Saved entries
PR #6624, opened 2022-09-22
set device in ToTensor and PILToTensor

hoonhan:
Since tensor operations in `ToTensor` and `PILToTensor` performs in CPU with no choice, processing a number of requests to convert to tensors consumes huge CPU resources. Particularly, we cannot get the benefit of GPU multiprocessing due to CPU overhead. I thus added `device` argument in both transforms.

You can check the huge CPU consumption increase with the code below.
```
class TestDataset():
    def __init__(self, len):
        self.dataset = []
        for i in range(len):
            imarray = np.random.rand(100,100,3) * 255
            im = Image.fromarray(imarray.astype('uint8')).convert('RGBA')
            self.dataset.append(im)

    def __getitem__(self, idx):
        return T.ToTensor()(self.dataset[idx])

if __name__ == '__main__':
    len = 10000
    dataset = TestDataset(len)
    for i in range(len):
        img = dataset[i]
```

### DIFF
--- a/torchvision/transforms/functional.py
+++ b/torchvision/transforms/functional.py
@@ -119,7 +119,7 @@ def _is_numpy_image(img: Any) -> bool:
     return img.ndim in {2, 3}
 
 
-def to_tensor(pic) -> Tensor:
+def to_tensor(pic, device: torch.device) -> Tensor:
     """Convert a ``PIL Image`` or ``numpy.ndarray`` to tensor.
     This function does not support torchscript.
 
@@ -127,6 +127,7 @@ def to_tensor(pic) -> Tensor:
 
     Args:
         pic (PIL Image or numpy.ndarray): Image to be converted to tensor.
+        device (torch.device): Device to send the tensor to.
 
     Returns:
         Tensor: Converted image.
@@ -146,7 +147,7 @@ def to_tensor(pic) -> Tensor:
         if pic.ndim == 2:
             pic = pic[:, :, None]
 
-        img = torch.from_numpy(pic.transpose((2, 0, 1))).contiguous()
+        img = torch.from_numpy(pic.transpose((2, 0, 1))).to(device).contiguous()
         # backward compatibility
         if isinstance(img, torch.ByteTensor):
             return img.to(dtype=default_float_dtype).div(255)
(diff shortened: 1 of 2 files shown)


datumbox (commented):
@hoonhan Thanks a lot for the contribution!

Your proposal makes sense. One issue is that currently we are trying to move off from the `ToTensor` idiom because it does too many things (converts the image to tensor and rescales the values). We are currently moving towards allowing the user to choose whether the images should remain on their original uint8 space as this can have memory and performance benefits. We also work on adopting meta-data-rich tensors that would give to the user the colour space of the image, the size and other useful info. This is part of our Transforms V2 initiative which is in progress. Due to this, I would rather to not make any further expansions to the specific methods until the new API is finalised. This will help the faster adoption of the next idioms.

@pmeier @vfdev-5 This is useful feedback, perhaps we should consider it as an expansion on the new API. WDYT?

vfdev-5:
I wonder how this would work with DataLoader using num_workers > 1 and collating tensor datapoint on GPU into a batch. Wont be any problem with that ?

pmeier:
> I wonder how this would work with DataLoader using num_workers > 1 and collating tensor datapoint on GPU into a batch. Wont be any problem with that ?

That was my concern as well. I remember that this was not possible in the past, but a quick check seems to confirm that this is working now:

```py
from torch.utils.data import DataLoader
from torchvision import datasets, transforms


class ToDevice:
    def __init__(self, device):
        self.device = device

    def __call__(self, tensor):
        return tensor.to(self.device)


    [
        transforms.PILToTensor(),
        ToDevice("cuda"),
        transforms.CenterCrop(32),
    ]
)
dataset = datasets.FakeData(transform=transform)

data_loader = DataLoader(dataset, batch_size=4, num_workers=4)

sample = next(iter(data_loader))
print(sample[0].shape)
```

@ejguan @NivekT @VitalyFedyunin is moving to GPU before the collation state officially supported now? If yes, is this even a good idea?

torchvision/transforms/functional.py
```diff
@@ -119,14 +120,15 @@ def _is_numpy_image(img: Any) -> bool:
     return img.ndim in {2, 3}
 
 
-def to_tensor(pic) -> Tensor:
+def to_tensor(pic, device: torch.device = "cpu") -> Tensor:
```
ambujpawar, line 123: Add typing info for pic as well please

torchvision/transforms/functional.py
```diff
@@ -173,7 +175,7 @@ def to_tensor(pic) -> Tensor:
         return img
 
 
-def pil_to_tensor(pic: Any) -> Tensor:
+def pil_to_tensor(pic: Any, device: torch.device = "cpu") -> Tensor:
     """Convert a ``PIL Image`` to a tensor of the same type.
```
ambujpawar, line 179: The docstring below mentions the type of pic is only PIL.Image but over here it is mentioned Any.
Please consider changing this

ambujpawar (changes requested):

vfdev-5:
> The CUDA runtime does not support the fork start method; either the spawn or forkserver start method are required to use CUDA in subprocesses.

https://pytorch.org/docs/stable/notes/multiprocessing.html#cuda-in-multiprocessing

- **Assignment**
In the entries above, count each line holding the word "should" and give that count alone.

- **Answer to this task**
2